Wireless communication channel collision of RFID system is a key issue that affects the pervasive application of the system, especially for passive RFID system due to the constrained communication ability and energy supply of tags. The collision resolution protocols suggested can be categorized into deterministic tree based protocols and probabilistic frame slot ALOHA based protocols. A hybrid protocol, which combines the query tree protocol and dynamic framed slotted ALOHA protocol, is presented here. In this protocol, at the beginning of each identification frame, the reader broadcasts a query command message which contains a suffix string and integer to indicate a frame size used in this frame to all tags in its vicinity, and every tag whose data match the specified suffix string randomly selects a slot in the frame to transmit its data to the reader. After each round, based on the different occupying situation of slots, the reader re-estimates the number of tags in its range, and according to the identification accuracy required, decides whether to split the group of tags to be identified into sub-groups or not, and adjust the suffix string and select a suitable frame size for the command messages of the following frames.

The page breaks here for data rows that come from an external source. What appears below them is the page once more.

Issue #580, opened 2020-07-07
Typo in bootMACAddress causes non-obvious failures


hardys:
If someone accidentally writes `bootMacAddress` instead of `bootMACAddress` (or any other similar typo) we skip creating the ironic port for that node and silently ignore the wrong key containing the MAC.

This then leads to one of several non-obvious failure modes:

- Testing in metal3-dev-env we see the BMH stuck forever in `inspecting` state, IPA reports an error like `Failed looking up node with addresses <mac> ...`

- In downstream OpenShift testing deployment/inspection actually succeeds, but then if something causes the pod containing the ironic services to get rescheduled (such as a controlplane outage), Ironic fails on adoption due to the missing port.

I'm not yet certain why the behavior differs in each case (need to compare the ironic configs), but it seems that we should validate the BMH more strictly to avoid this?

There is also no obvious way to recover from this - modifying the yaml to correct the bootMACAddress key isn't enough, the host is still stuck inspecting (or in adopt failed), I suspect this is because we don't modify the BMC secret, so we don't re-attempt the validate path where the port can now be created.

hardys:
Thanks to @dtantsur for confirming that when using baremetal with IPMI, inspector can guess which data belongs to which node by matching IPMI addresses - so the difference with the downstream results above was that it's a baremetal env and not vbmc as when testing with metal3-dev-env

For some additional context see this downstream issue ref https://bugzilla.redhat.com/show_bug.cgi?id=1854142

hardys:
So it looks like @zaneb added validations for the BMH fields in https://github.com/metal3-io/baremetal-operator/pull/256 but that doesn't account for the case where there's a key that is present but doesn't match the schema for the resource.

I'm not sure on the preferred pattern for adding that, but it seems that we could avoid this problem if we rejected BMH resources that did not conform to the required schema (e.g contain keys we didn't expect in this case).

maelk:
Is there an equivalent of pruning for kubebuilder with Operator SDK ? By default it is enabled in kubebuilder (you can turn it off with specific annotations https://book.kubebuilder.io/reference/markers/crd-processing.html)

dhellmann:
> Is there an equivalent of pruning for kubebuilder with Operator SDK ? By default it is enabled in kubebuilder (you can turn it off with specific annotations https://book.kubebuilder.io/reference/markers/crd-processing.html)

[...]

PR #594, opened 2020-07-16
Enable Pruning for BMH CRD

hardys:
This causes stricter client-side validation against the schema
so that problems like typos in the user-provided BMH yaml can
be caught earlier and report a clear error message.

Fixes: #580

### DIFF
--- a/deploy/crds/metal3.io_baremetalhosts_crd.yaml
+++ b/deploy/crds/metal3.io_baremetalhosts_crd.yaml
@@ -42,6 +42,7 @@ spec:
     - bmhost
     singular: baremetalhost
   scope: Namespaced
+  preserveUnknownFields: false
   subresources:
     status: {}
   validation:


maelk:
would this be overwritten if we regenerate the CRDs ?

zaneb:
Manually editing this file that is generated automatically by operator-sdk isn't a sustainable solution. See #327 for more detailed discussion.
/hold

zaneb:
Should be fixed by #597
/close

hardys:
Thanks @zaneb I'd forgotten about that, additional context also in https://github.com/operator-framework/operator-sdk/issues/2886

I did try with `+kubebuilder:pruning:PreserveUnknownFields=false` in `baremetalhost_types.go` and it doesn't appear to work (`make generate` still removes the preserveUnknownFields in the yaml).

I guess one disadvantage of fixing this via a version bump is we can't backport it, but it seems like the right/only solution.

honza:
> additional context also in operator-framework/operator-sdk#2886

I'm not sure how the additional context helps us. The response provided is somewhat cryptic.

We also need the `preserveUnknownFields: false` under `spec` in order to generate explain information. 

> I did try with +kubebuilder:pruning:PreserveUnknownFields=false in baremetalhost_types.go and it doesn't appear to work (make generate still removes the preserveUnknownFields in the yaml).

Yes, same here. I tried it for both versions.

hardys:
> > additional context also in [operator-framework/operator-sdk#2886](https://github.com/operator-framework/operator-sdk/issues/2886)
> 
> I'm not sure how the additional context helps us. The response provided is somewhat cryptic.

I provided it for reference to other folks hitting the same issues, with the apparent resolution of moving to v1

Through this repeated identification and division process, the RFID tags can be identified within a number of frames. Some key factors that influence the efficiency of the identification are also discussed based on binomial distribution model. Three methods for the tag population estimation are examined and their accuracies are compared, and the optimum frame size for the identification of different number of tags is given in consideration of the throughput and efficiency. To verify the performance of the hybrid protocol, a numeric simulation is performed, in which 100 groups of SGTIN-96 encoded tags are generated randomly. Simulation shows that this hybrid protocol outperforms other frame slot ALOHA based collision resolution protocols, especially when there are a large number of RFID tags to be identified. The overall throughput of the hybrid protocol is kept around 34.8% when there are more than 40 tags, near the theoretical maximum value 36.8%. A linear relationship between the number of tags and the total frames and slots required is also observed in the numeric simulation.